**WHAT YOU ARE ASKED TO DO**
Return every line of the listing exactly as written.

**MATERIAL SUPPLIED**
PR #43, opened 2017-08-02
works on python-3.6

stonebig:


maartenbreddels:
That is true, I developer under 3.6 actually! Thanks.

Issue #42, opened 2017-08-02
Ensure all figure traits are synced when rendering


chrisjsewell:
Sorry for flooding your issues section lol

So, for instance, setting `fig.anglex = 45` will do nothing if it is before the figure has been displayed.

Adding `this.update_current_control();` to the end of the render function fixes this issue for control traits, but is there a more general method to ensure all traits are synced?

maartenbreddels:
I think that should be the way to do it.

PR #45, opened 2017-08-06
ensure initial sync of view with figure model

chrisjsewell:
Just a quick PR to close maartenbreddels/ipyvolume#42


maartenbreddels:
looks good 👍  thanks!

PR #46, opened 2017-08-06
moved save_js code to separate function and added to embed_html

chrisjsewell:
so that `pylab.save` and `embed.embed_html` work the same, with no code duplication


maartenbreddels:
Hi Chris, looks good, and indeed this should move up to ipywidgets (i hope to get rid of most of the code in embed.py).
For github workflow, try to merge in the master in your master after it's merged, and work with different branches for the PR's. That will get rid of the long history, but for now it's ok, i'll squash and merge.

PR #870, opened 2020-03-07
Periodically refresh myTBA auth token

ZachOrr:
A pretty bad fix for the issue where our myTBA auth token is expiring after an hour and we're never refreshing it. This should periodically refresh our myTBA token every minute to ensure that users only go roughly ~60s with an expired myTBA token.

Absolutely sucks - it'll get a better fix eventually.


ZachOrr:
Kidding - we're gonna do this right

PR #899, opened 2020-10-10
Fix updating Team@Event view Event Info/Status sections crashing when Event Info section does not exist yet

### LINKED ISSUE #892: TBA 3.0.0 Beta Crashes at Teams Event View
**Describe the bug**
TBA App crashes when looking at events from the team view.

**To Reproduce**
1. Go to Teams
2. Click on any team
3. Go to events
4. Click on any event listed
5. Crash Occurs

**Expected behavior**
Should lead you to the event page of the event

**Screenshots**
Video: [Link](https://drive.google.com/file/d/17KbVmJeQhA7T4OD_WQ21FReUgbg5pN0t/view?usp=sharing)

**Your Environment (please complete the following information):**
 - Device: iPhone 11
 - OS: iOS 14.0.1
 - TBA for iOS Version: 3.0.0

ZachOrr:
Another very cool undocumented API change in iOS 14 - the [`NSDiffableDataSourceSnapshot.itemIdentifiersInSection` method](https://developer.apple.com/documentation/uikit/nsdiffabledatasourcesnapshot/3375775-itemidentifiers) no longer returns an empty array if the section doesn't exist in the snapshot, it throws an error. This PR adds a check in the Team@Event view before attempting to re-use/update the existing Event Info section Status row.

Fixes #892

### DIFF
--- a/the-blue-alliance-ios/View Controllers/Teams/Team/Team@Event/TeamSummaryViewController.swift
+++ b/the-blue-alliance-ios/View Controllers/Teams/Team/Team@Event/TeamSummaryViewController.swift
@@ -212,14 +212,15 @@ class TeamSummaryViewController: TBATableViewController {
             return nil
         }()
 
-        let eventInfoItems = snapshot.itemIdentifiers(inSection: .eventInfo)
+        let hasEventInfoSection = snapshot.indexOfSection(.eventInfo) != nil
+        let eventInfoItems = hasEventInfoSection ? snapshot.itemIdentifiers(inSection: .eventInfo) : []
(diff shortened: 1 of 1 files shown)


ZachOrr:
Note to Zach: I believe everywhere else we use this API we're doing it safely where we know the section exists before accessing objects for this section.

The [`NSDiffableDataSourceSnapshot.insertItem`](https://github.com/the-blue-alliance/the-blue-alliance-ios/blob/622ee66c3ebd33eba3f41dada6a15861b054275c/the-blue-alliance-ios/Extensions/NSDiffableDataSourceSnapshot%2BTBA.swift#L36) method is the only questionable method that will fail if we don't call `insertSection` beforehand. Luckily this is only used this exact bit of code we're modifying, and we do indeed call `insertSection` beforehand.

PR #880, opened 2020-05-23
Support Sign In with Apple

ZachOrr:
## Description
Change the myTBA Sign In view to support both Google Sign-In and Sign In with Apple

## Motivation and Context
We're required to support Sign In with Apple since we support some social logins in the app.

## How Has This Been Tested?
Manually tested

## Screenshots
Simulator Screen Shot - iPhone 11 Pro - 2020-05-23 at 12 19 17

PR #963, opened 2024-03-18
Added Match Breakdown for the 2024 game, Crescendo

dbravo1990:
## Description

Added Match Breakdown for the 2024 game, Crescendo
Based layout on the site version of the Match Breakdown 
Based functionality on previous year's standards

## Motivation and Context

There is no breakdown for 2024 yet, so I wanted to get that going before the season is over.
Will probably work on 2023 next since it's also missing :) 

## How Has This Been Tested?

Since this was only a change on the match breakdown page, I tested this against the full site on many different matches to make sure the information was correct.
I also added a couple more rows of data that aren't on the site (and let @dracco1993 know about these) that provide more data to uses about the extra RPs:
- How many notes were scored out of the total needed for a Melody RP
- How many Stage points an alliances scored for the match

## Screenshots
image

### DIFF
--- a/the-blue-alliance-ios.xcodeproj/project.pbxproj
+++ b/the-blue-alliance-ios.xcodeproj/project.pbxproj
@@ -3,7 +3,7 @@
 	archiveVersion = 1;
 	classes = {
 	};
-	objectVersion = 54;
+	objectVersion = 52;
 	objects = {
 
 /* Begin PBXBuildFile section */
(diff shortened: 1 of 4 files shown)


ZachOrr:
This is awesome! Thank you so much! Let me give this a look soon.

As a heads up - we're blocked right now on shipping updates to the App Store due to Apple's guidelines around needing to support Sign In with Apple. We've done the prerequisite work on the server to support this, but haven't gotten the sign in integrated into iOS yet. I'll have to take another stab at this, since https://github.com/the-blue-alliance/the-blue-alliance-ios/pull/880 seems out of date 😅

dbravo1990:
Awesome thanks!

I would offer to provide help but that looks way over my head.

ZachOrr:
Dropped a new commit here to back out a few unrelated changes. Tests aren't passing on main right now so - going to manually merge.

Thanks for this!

**RESPONSE**
PR #43, opened 2017-08-02
works on python-3.6

stonebig:


maartenbreddels:
That is true, I developer under 3.6 actually! Thanks.

Issue #42, opened 2017-08-02
Ensure all figure traits are synced when rendering


chrisjsewell:
Sorry for flooding your issues section lol

So, for instance, setting `fig.anglex = 45` will do nothing if it is before the figure has been displayed.

Adding `this.update_current_control();` to the end of the render function fixes this issue for control traits, but is there a more general method to ensure all traits are synced?

maartenbreddels:
I think that should be the way to do it.

PR #45, opened 2017-08-06
ensure initial sync of view with figure model

chrisjsewell:
Just a quick PR to close maartenbreddels/ipyvolume#42


maartenbreddels:
looks good 👍  thanks!

PR #46, opened 2017-08-06
moved save_js code to separate function and added to embed_html

chrisjsewell:
so that `pylab.save` and `embed.embed_html` work the same, with no code duplication


maartenbreddels:
Hi Chris, looks good, and indeed this should move up to ipywidgets (i hope to get rid of most of the code in embed.py).
For github workflow, try to merge in the master in your master after it's merged, and work with different branches for the PR's. That will get rid of the long history, but for now it's ok, i'll squash and merge.

PR #870, opened 2020-03-07
Periodically refresh myTBA auth token

ZachOrr:
A pretty bad fix for the issue where our myTBA auth token is expiring after an hour and we're never refreshing it. This should periodically refresh our myTBA token every minute to ensure that users only go roughly ~60s with an expired myTBA token.

Absolutely sucks - it'll get a better fix eventually.


ZachOrr:
Kidding - we're gonna do this right

PR #899, opened 2020-10-10
Fix updating Team@Event view Event Info/Status sections crashing when Event Info section does not exist yet

### LINKED ISSUE #892: TBA 3.0.0 Beta Crashes at Teams Event View
**Describe the bug**
TBA App crashes when looking at events from the team view.

**To Reproduce**
1. Go to Teams
2. Click on any team
3. Go to events
4. Click on any event listed
5. Crash Occurs

**Expected behavior**
Should lead you to the event page of the event

**Screenshots**
Video: [Link](https://drive.google.com/file/d/17KbVmJeQhA7T4OD_WQ21FReUgbg5pN0t/view?usp=sharing)

**Your Environment (please complete the following information):**
 - Device: iPhone 11
 - OS: iOS 14.0.1
 - TBA for iOS Version: 3.0.0

ZachOrr:
Another very cool undocumented API change in iOS 14 - the [`NSDiffableDataSourceSnapshot.itemIdentifiersInSection` method](https://developer.apple.com/documentation/uikit/nsdiffabledatasourcesnapshot/3375775-itemidentifiers) no longer returns an empty array if the section doesn't exist in the snapshot, it throws an error. This PR adds a check in the Team@Event view before attempting to re-use/update the existing Event Info section Status row.

Fixes #892

### DIFF
--- a/the-blue-alliance-ios/View Controllers/Teams/Team/Team@Event/TeamSummaryViewController.swift
+++ b/the-blue-alliance-ios/View Controllers/Teams/Team/Team@Event/TeamSummaryViewController.swift
@@ -212,14 +212,15 @@ class TeamSummaryViewController: TBATableViewController {
             return nil
         }()
 
-        let eventInfoItems = snapshot.itemIdentifiers(inSection: .eventInfo)
+        let hasEventInfoSection = snapshot.indexOfSection(.eventInfo) != nil
+        let eventInfoItems = hasEventInfoSection ? snapshot.itemIdentifiers(inSection: .eventInfo) : []
(diff shortened: 1 of 1 files shown)


ZachOrr:
Note to Zach: I believe everywhere else we use this API we're doing it safely where we know the section exists before accessing objects for this section.

The [`NSDiffableDataSourceSnapshot.insertItem`](https://github.com/the-blue-alliance/the-blue-alliance-ios/blob/622ee66c3ebd33eba3f41dada6a15861b054275c/the-blue-alliance-ios/Extensions/NSDiffableDataSourceSnapshot%2BTBA.swift#L36) method is the only questionable method that will fail if we don't call `insertSection` beforehand. Luckily this is only used this exact bit of code we're modifying, and we do indeed call `insertSection` beforehand.

PR #880, opened 2020-05-23
Support Sign In with Apple

ZachOrr:
## Description
Change the myTBA Sign In view to support both Google Sign-In and Sign In with Apple

## Motivation and Context
We're required to support Sign In with Apple since we support some social logins in the app.

## How Has This Been Tested?
Manually tested

## Screenshots
Simulator Screen Shot - iPhone 11 Pro - 2020-05-23 at 12 19 17

PR #963, opened 2024-03-18
Added Match Breakdown for the 2024 game, Crescendo

dbravo1990:
## Description

Added Match Breakdown for the 2024 game, Crescendo
Based layout on the site version of the Match Breakdown 
Based functionality on previous year's standards

## Motivation and Context

There is no breakdown for 2024 yet, so I wanted to get that going before the season is over.
Will probably work on 2023 next since it's also missing :) 

## How Has This Been Tested?

Since this was only a change on the match breakdown page, I tested this against the full site on many different matches to make sure the information was correct.
I also added a couple more rows of data that aren't on the site (and let @dracco1993 know about these) that provide more data to uses about the extra RPs:
- How many notes were scored out of the total needed for a Melody RP
- How many Stage points an alliances scored for the match

## Screenshots
image

### DIFF
--- a/the-blue-alliance-ios.xcodeproj/project.pbxproj
+++ b/the-blue-alliance-ios.xcodeproj/project.pbxproj
@@ -3,7 +3,7 @@
 	archiveVersion = 1;
 	classes = {
 	};
-	objectVersion = 54;
+	objectVersion = 52;
 	objects = {
 
 /* Begin PBXBuildFile section */
(diff shortened: 1 of 4 files shown)


ZachOrr:
This is awesome! Thank you so much! Let me give this a look soon.

As a heads up - we're blocked right now on shipping updates to the App Store due to Apple's guidelines around needing to support Sign In with Apple. We've done the prerequisite work on the server to support this, but haven't gotten the sign in integrated into iOS yet. I'll have to take another stab at this, since https://github.com/the-blue-alliance/the-blue-alliance-ios/pull/880 seems out of date 😅

dbravo1990:
Awesome thanks!

I would offer to provide help but that looks way over my head.

ZachOrr:
Dropped a new commit here to back out a few unrelated changes. Tests aren't passing on main right now so - going to manually merge.

Thanks for this!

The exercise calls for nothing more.